For this the first posting of 2012, here’s wishing you a safe, healthy and joyous year. In case you haven’t noticed, I haven’t posted in a while. That’s because I’ve been fully occupied with safety culture assessments. But you’ve still been reading which seems to indicate that it’s time for some more reflections.If you are interested in our safety culture assessments see our recently issued report of the “Independent Oversight Assessment of the Nuclear Safety Culture and Management of Nuclear Safety Concerns at the Hanford Site Waste Treatment and Immobilization Plant – January 2012” and the Supplement to the report posted on the DOE Health, Safety and Security web page at: www.hss.doe.gov.

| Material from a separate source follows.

PR #374, opened 2024-08-07
Added DateMethodCallTranslator to better support Date truncation

gritse:
We can now use the `DateTime.Date` and `DateTimeOffset.Date` properties in LINQ without needing the `N1QlFunctions.DateTrunc` method. This enhancement makes LINQ expressions cleaner and more consistent with other LINQ providers that already support this behavior.

### DIFF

For readers not in the DOE community, you may find the report of most interest for the methodology our team used. The methodology was developed through extensive research on Management and Organizational factors, originally sponsored by the U.S. Nuclear Regulatory Commission. And for you particularly interested in high reliability theory, the NRC research program led by Dr. Sonja Haber supported some of the early field work of the U.C. Berkeley high reliability team. So just in case there is confusion that high reliability and safety culture are somehow different; allow me to dispel that notion.
Some of you are aware that I have a mania for valid methodology. While I do respect personal opinion (and those of you who know me understand that I hold strong opinions of my own) when it comes to organizational safety assessments there is no substitute for rigorous method grounded in sound research. My activities over the past few months with safety culture assessments in high consequence projects have further solidified this methodological predisposition.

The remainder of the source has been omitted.